'''

PR #675, opened 2026-04-14
Refactor ProcedureCall

### LINKED ISSUE #672: Parser refactoring: Reuse MemberCall within CallStatement
Needed for #622 

Currently `MemberCall` is used to model procedure calls on procedures with a `returns` attribute.
All procedures without `returns` attribute are called using the `CallStatement`.

But `CallStatement` handle arguments differently. So we have 2 different parsers for argument passing.

The task is to reuse the `MemberCall` to reduce redundant code.
There is also the notion of statement procedures, where the arguments are passed via parameter name.

Also mind the assignment of `startToken/endToken` for arguments. See [here](https://github.com/zowe/zowe-pli-language-support/pull/669#discussion_r3072235687).

Lotes:
This pull request refactors how procedure calls are represented in the language's AST and parser, unifying them under the `ReferenceItem` node and removing the older `ProcedureCall` structure. Argument lists and dimensions are now consistently handled as arrays, and related logic in the parser, AST, and code generation has been updated to match. This simplifies the codebase and makes procedure calls more flexible and uniform.

### DIFF
--- a/packages/language/src/language-server/signature-help-request.ts
+++ b/packages/language/src/language-server/signature-help-request.ts
@@ -19,6 +19,7 @@ import {
   LabelPrefix,
   MemberCall,
   ProcedureStatement,
+  ReferenceItem,
   SyntaxKind,
 } from "../syntax-tree/ast";
 import { extractDeclaration } from "../typesystem/stringify";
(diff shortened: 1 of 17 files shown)


packages/language/src/language-server/signature-help-request.ts
```diff
@@ -135,102 +136,42 @@ function tryGetCallInfo(
...
-    return getCallInfoFromCallStatement(callStatement, offset, unit);
+  if (callStatement && callStatement.call && !memberCall) {
+    return getCallInfoFromReferenceItem(callStatement.call, offset, unit);
   }
   assertType<MemberCall>(memberCall);
   assertType<CallStatement>(callStatement);
-  const callStatementOffset = callStatement.call?.procedure?.token.startOffset;
+  if (memberCall.element === null || callStatement.call === null) {
+    return null;
+  }
```
msujew, line 149: Suggestion: I don't think a call statement can contain a member call, and a member call can never contain a call statement. This code is rather complicated. I believe this section can be completely removed.

packages/language/src/parser/parser.ts
```diff
@@ -6149,13 +6149,19 @@ const referenceItem = rule(
...
+    ) {
+      if (state.canConsumeFirst(dimensions.first())) {
+        // "Normal" dimensions, that simply target variables in their references
+        const dim = dimensions.rule(state);
+        dim && element.dimensions.push(dim);
+      } else if (state.canConsumeFirst(dimensionsWithTypes.first())) {
+        // Dimensions that can also target types in their references
+        const dim = dimensionsWithTypes.rule(state);
+        dim && element.dimensions.push(dim);
+      }
```
msujew, line 6166: Suggestion: This requires reading the `canConsumeFirst` multiple times (up to four times if `dimensionWithTypes` matches). We can improve on this:
```suggestion
    let withoutType = false;
    let withType = false;
    while (
      (withoutType = state.canConsumeFirst(dimensions.first())) ||
      (withType = state.canConsumeFirst(dimensionsWithTypes.first()))
    ) {
      if (withoutType) {
        // "Normal" dimensions, that simply target variables in their references
        const dim = dimensions.rule(state);
        dim && element.dimensions.push(dim);
      } else if (withType) {
        // Dimensions that can also target types in their references
        const dim = dimensionsWithTypes.rule(state);
        dim && element.dimensions.push(dim);
      }
```

msujew (commented):
Looks really nice. I believe we can simplify some pieces now.

packages/language/src/language-server/signature-help-request.ts
Lotes: True. MemberCalls cannot contain Call Statements.

But MemberCalls and CallStatements can contain nested MemberCalls. Look at the new tests. Good that we found this one.

msujew (approved):
I see, that makes sense now 👍

PR #677, opened 2026-04-16
Add PL/I builtin documentation

Lotes:
Added documentation for all builtin procedures.


packages/language/src/syntax-tree/ast.ts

'''

=== EXERCISE DIRECTIONS ===
Whenever the string "withoutType" shows up in a line of the entries, copy that line.

=== RESPONSE TO THIS TASK ===
    let withoutType = false;
      (withoutType = state.canConsumeFirst(dimensions.first())) ||
      if (withoutType) {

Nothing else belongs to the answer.